The mass had been gradually enlarging for 6 months, causing exertional breathlessness. For 3 days prior to admission, she described severe nocturnal dyspnoea and stridor. She also noted 3 months of weight loss (1 stone) and drenching night sweats. After a single 8 mg i.v. dexamethasone dose the mass significantly reduced in size and the stridor resolved.
CT showed a large mass intrinsic to the gland measuring 5.6×7.4×6.3 cm. Abnormal tissue compressed and invaded the trachea. There was multi-level lymphadenopathy. Open biopsy revealed histiocytic sarcoma of the thyroid.
There was minimal response to CHOP chemotherapy but radiotherapy gave significant shrinkage. As ultrasound showed residual disease a thyroidectomy was performed. Histology confirmed radiotherapy changes, a follicular adenoma and residual histiocytic sarcoma with clear margins. Ultrasound at three months showed no evidence of recurrence.

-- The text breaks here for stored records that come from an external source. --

PR #270, opened 2021-06-02
Fix new rubocop violations

AliSoftware:
### Why?

We recently fixed the issue with Danger not running as part of the GitHub Action (due to nokogiri version issue); part of that fix involved updating `rubocop` from `0.75.0` to `1.15.0`.

But that means that (1) we have introduced some violations while our code wasn't linted by Danger, and (2) new cops were introduced by the newer version of `rubocop`, detecting new violations. Both those cases are what this PR is fixing.

### Scope

**This PR does not intend to fix _all_ the existing violations of the release-toolkit.**

Instead, the scope of that PR only **focuses on making running `bundle exec rubocop`** on the current state of the codebase **not generate any violation** – ignoring some known existing violations for the moment if appropriate (via the `.rubocop_todo.yml` file) – so that any _future_ changes we do on the codebase going forward will be free of _new_ violations.

There are still a lot of _existing_ violations that we will want to get fixed at some point in the future, but don't have the bandwidth to address yet – because fixing them would require some refactoring or breaking changes that will take some time to get it right. Those violations are listed in `.rubocop_todo.yml`, with the intent to get to fix them later when we have the bandwith for it; while this PR only focus on fixing the less risky/involved ones.

### Review

I suggest you to review commit-per-commit – instead of looking at the whole diff directly, since I splits commits to fix one rule per commit, which should make it easier to reason about the changes involved.

Note that most of those changes were made by `bundle exec rubocop --auto-correct --only <RuleName>`.
The only changes that were made manually are:
 - Changes to the `.rubocop.yml` config in d13a848752b6699b0fba759f3b5dde82370c8ca3, 2e1887ec5df513db9e860c04f460d147b3f83a5a, 61064fd4731916e7c82365ca391795173446fea9
 - ba2e1985d8a24271279b33beefff46796194660a (done via auto-correct but I didn't commit all the suggested changes as some were incorrect when involving `Pathname` concatenation; hence also disabling the rule – see comment in `.rubocop.yml`)
 - 4ac9ec72592b792fc8cb7ebb82d715660c98a77d (not really related to rubocop, but since I ran the tests between rubocop fixes to ensure they didn't break, figured it was worth using the occasion to improve this)
 - 444e4a63a898706832e087d49ff7f70f6bc6a231 and 3e0c434725d01d8d4a1f181272f81cc9b43ad0a2 (non-auto-correctable, manual fix)


oguzkocer (approved):
Thanks for these fixes @AliSoftware! I've gone through the PR review commit by commit as you suggested, checking out the manual changes first in more detail and skimming through every commit afterwards. I've also ran `bundle exec rubocop`:

> 119 files inspected, no offenses detected

Although I am not a Ruby developer, all the changes - combined with your comments and commit messages - make sense to me. It also helps that this is a self verifying type of PR, so it's a 👍 from me.

PR #275, opened 2021-06-10
Update how Android app versions are managed

JavonDavis:
Supercedes https://github.com/wordpress-mobile/release-toolkit/pull/258 due to issue with Github actions not re kicking off 
----- 

This PR introduces changes that were primarily needed to support the new Jetpack app in the WPAndroid repo but are more focused on updating how versions are managed in our current and future Android apps. The proposals here are: 

* The use of a new app parameter/environment variable to add an additional context when doing versioning. This is a new parameter that can be passed as an option to the commands related to versioning, this value can can also be set as an environment variable for projects that don't have multiple 'apps' within them. 
* It also proposes the use of a new properties file in the project repos to manage versioning, a version.properties file that follows the following key-value format

```
appName.versionName=<version name>
appName.versionCode=<version code>

appName.alpha.versionName=<version name>
appName.alpha.versionCode=<version code>
```

Example here: https://github.com/wordpress-mobile/WordPress-Android/blob/fe4352dbdf2d8b56f760ceeb6a0bd591883b23e4/version.properties

With accompanying changes in the `build.gradle` file to read the versions from this file instead of being defined in the `build.gradle`. Something like so -> 

```
def versionProperties = new Properties()
    file("../version.properties").withInputStream { versionProperties.load(it) }

    compileSdkVersion rootProject.compileSdkVersion

    defaultConfig {
	@@ -60,9 +63,10 @@ android {
        if (project.hasProperty("versionName")) {
            versionName project.property("versionName")
        } else {
            versionName versionProperties.getProperty("wordpress.alpha.versionName")
        }

        versionCode versionProperties.getProperty("wordpress.alpha.versionCode").toInteger()
```

* This PR also proposes moving the logic for updating the version into a gradle task which can be a bit more stable than our previous approach, see proposed gradle task currently used in https://github.com/wordpress-mobile/WordPress-Android/pull/14613... The PR assumes this task exists and relies on it to update the `version.properties` file 

```
task "updateVersionProperties" {
    doLast {
        ant.propertyfile(
                file: "../version.properties") {
            entry( key: "$key", value: "$value")
        }
    }
}
```


JavonDavis:
Closing since Github actions issue still present here

PR #276, opened 2021-06-16
Fix a bug in the `plugin_root` method

jkmassel:
When generating promo screenshots, the error `Unable to determine the plugin root directory` would come up – this fixes it by better determining the location of the plugin root in production environments (where the .gemspec file would not be present in `fastlane-plugin-wpmreleasetoolkit`.

**To Test:**
Run https://github.com/wordpress-mobile/WordPress-iOS/pull/16571 before and after this PR (don't bother with any of the setup steps – just checking out the branch, updating the reference to the release toolkit to point at this branch, and running `bundle exec fastlane create_jetpack_promo_screenshots` will expose the error)

### DIFF
--- a/.circleci/config.yml
+++ b/.circleci/config.yml
@@ -21,7 +21,12 @@ commands:
           steps:
             - run:
                 name: Install Homebrew dependencies, if neeeded
-                command: brew update && xargs brew install --verbose < .circleci/.brewfile
+                command: |
+                  # Because the CircleCI image uses shallow clones, we need to unshallow them first. See https://bit.ly/3vx6EAL
+                  git -C /usr/local/Homebrew/Library/Taps/homebrew/homebrew-core fetch --unshallow
+                  git -C /usr/local/Homebrew/Library/Taps/homebrew/homebrew-cask fetch --unshallow
+
+                  brew update && xargs brew install --verbose < .circleci/.brewfile
       - run:
           name: Install Ruby dependencies, if neeeded
           command: bundle check --path vendor/bundle || bundle install --with screenshots
--- a/lib/fastlane/plugin/wpmreleasetoolkit/helper/filesystem_helper.rb
+++ b/lib/fastlane/plugin/wpmreleasetoolkit/helper/filesystem_helper.rb
@@ -36,7 +36,8 @@ module Fastlane
         while continue
           child_filenames = dir.children.map! { |x| File.basename(x) }
 
-          if child_filenames.include? 'fastlane-plugin-wpmreleasetoolkit.gemspec'
+          # The first option is for development (where the .gemspec is present in the project root), the second is for production (where it is not)
+          if child_filenames.include?('fastlane-plugin-wpmreleasetoolkit.gemspec') || File.basename(dir).include?('fastlane-plugin-wpmreleasetoolkit')
             continue = false
           else
             dir = dir.parent
--- a/lib/fastlane/plugin/wpmreleasetoolkit/helper/filesystem_helper.rb
+++ b/lib/fastlane/plugin/wpmreleasetoolkit/helper/filesystem_helper.rb
@@ -38,7 +38,7 @@ module Fastlane
 
           # The first case is for development – where the `.gemspec` is present in the project root
           # The second case is for production – where there's no `.gemspec`, but the root dir of the plugin is named `fastlane-plugin-wpmreleasetoolkit-{version}`.
-          if child_filenames.include?('fastlane-plugin-wpmreleasetoolkit.gemspec') || File.basename(dir).start_with?('fastlane-plugin-wpmreleasetoolkit')
+          if child_filenames.include?('fastlane-plugin-wpmreleasetoolkit.gemspec') || File.basename(dir).start_with?('fastlane-plugin-wpmreleasetoolkit-')
             continue = false
           else
             dir = dir.parent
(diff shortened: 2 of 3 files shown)


lib/fastlane/plugin/wpmreleasetoolkit/helper/filesystem_helper.rb
```diff
@@ -36,7 +36,8 @@ def self.plugin_root
         while continue
           child_filenames = dir.children.map! { |x| File.basename(x) }
 
-          if child_filenames.include? 'fastlane-plugin-wpmreleasetoolkit.gemspec'
+          # The first option is for development (where the .gemspec is present in the project root), the second is for production (where it is not)
+          if child_filenames.include?('fastlane-plugin-wpmreleasetoolkit.gemspec') || File.basename(dir).include?('fastlane-plugin-wpmreleasetoolkit')
```
AliSoftware: Alternatively, you could make `File.basename` on line 37 remove the file extension by using `dir.children.map { |x| File.basename(x, '.gemspec') }`, then this line would simplify to just this:
```suggestion
          # The first option is for development (where the .gemspec is present in the project root), the second is for production (where it is not)
          if child_filenames.include?('fastlane-plugin-wpmreleasetoolkit')
```


[EDIT] Actually that might lead to different results, as the first one exists if the dir contains the gemspec, while the other exits if the current dir is `fastlane-plugin-wpmreleasetoolkit`… while my suggested modification makes it return the parent of that dir instead, changing the behavior. So maybe not a good suggestion after all.

AliSoftware: This made me realize that this code as well as the one for `project_root` both use `map!` (which is the version that mutates-in-place) instead of `map`. It doesn't really makes sense to mutate `dir.children` in place especially because this is the result of a function / property, and not a variable, so I'm actually surprised that Ruby doesn't crash telling you you're trying to mutate a constant value there on lines 37 and 18…

AliSoftware (commented):
LGTM, but left a comment that I think would simplify the code even more, so I'll let you test it before approving ;)

.circleci/config.yml
```diff
@@ -21,7 +21,12 @@ commands:
           steps:
             - run:
                 name: Install Homebrew dependencies, if neeeded
-                command: brew update && xargs brew install --verbose < .circleci/.brewfile
+                command: |
+                  # Because the CircleCI image uses shallow clones, we need to unshallow them first. See https://bit.ly/3vx6EAL
+                  git -C /usr/local/Homebrew/Library/Taps/homebrew/homebrew-core fetch --unshallow
```
mokagio: Totally unrelated: _I just read `Taps` as "tapas"! Gosh, I must be hungry_!

lib/fastlane/plugin/wpmreleasetoolkit/helper/filesystem_helper.rb
AliSoftware: Ok I think what confused me during last review (see EDIT in comment above) is that you use `include?` to compare the `File.basename(dir)` and the expected dir name. Like if `File.basename(dir)` was returning an array or list of files, while it's returning a `String`. So your current code would also yield true if the dir was named `fastlane-plugin-wpmreleasetoolkit-backup` as `include?` would match that name. Probably better to use a simple `==` here.
```suggestion
          # The first option is for development (where the .gemspec is present in the project root), the second is for production (where it is not)
          if child_filenames.include?('fastlane-plugin-wpmreleasetoolkit.gemspec') || File.basename(dir) == 'fastlane-plugin-wpmreleasetoolkit'
```

AliSoftware:
Nudge @jkmassel: could we get that merged before next week?

I'm planning to do a 1.3.1 hotfix soon, and would love to include this fix in it, especially since @zwarm  also needs this fix in https://github.com/wordpress-mobile/WordPress-Android/pull/14744#issuecomment-862839216 to move the Jetpack Screenshots PR forward 😅 🙇

lib/fastlane/plugin/wpmreleasetoolkit/helper/filesystem_helper.rb
jkmassel: Sorry for the slow followup – so your edit was correct! Different behaviour in production vs development.

In development, we'll hit the `.gemspec` path, but in production the path looks like `vendor/bundle/ruby/2.6.0/gems/fastlane-plugin-wpmreleasetoolkit-1.3.0`, hence the `include` (though `starts_with` might be _technically_ safer?)

WDYT?

AliSoftware: Ahhh yeah makes more sense now. Yeah I think `start_with?` would make more sense then (and maybe even `start_with?('fastlane-plugin-wpmreleasetoolkit-')`? 🤷 )

I think it's worth improving the comment on that line a bit to explain that better?

```suggestion
          # The first case is for development – where the `.gemspec` is present in the project root
          # The second case is for production – where there's no `.gemspec`, but the root dir of the plugin is named `fastlane-plugin-wpmreleasetoolkit-{version}`.
          if child_filenames.include?('fastlane-plugin-wpmreleasetoolkit.gemspec') || File.basename(dir).start_with?('fastlane-plugin-wpmreleasetoolkit')
```

AliSoftware (approved):
Code LGTM 👍 

I'll double-check that there's no issue likely next week when I have the occasion to go back to work on Jetpack Screenshots automation (https://github.com/wordpress-mobile/WordPress-Android/pull/15067/files) – which needed that fix to work – but I think we can merge this in the meantime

Histiocytic sarcomas are rare. Found most commonly in the skin, lymph nodes and gastrointestinal tract, there are no documented cases in the thyroid. There are reports of histiocytic sarcoma following ALL, however all cases occurred within two years of the leukaemia. It has been suggested these may be related to the use of alkylating agents. There are historical reports of histiocytic malignancies associated with raised thyroid antibodies, but these predate modern immunohistochemical staining and WHOs recategorisation of lymphomas in 1997. The majority of these previously reported histiocytic lymphomas are now thought to reflect alternative diagnoses.
We present the first reported case of histiocytic sarcoma of the thyroid. The patient appears to have been successfully treated with chemotherapy, radiotherapy and surgery.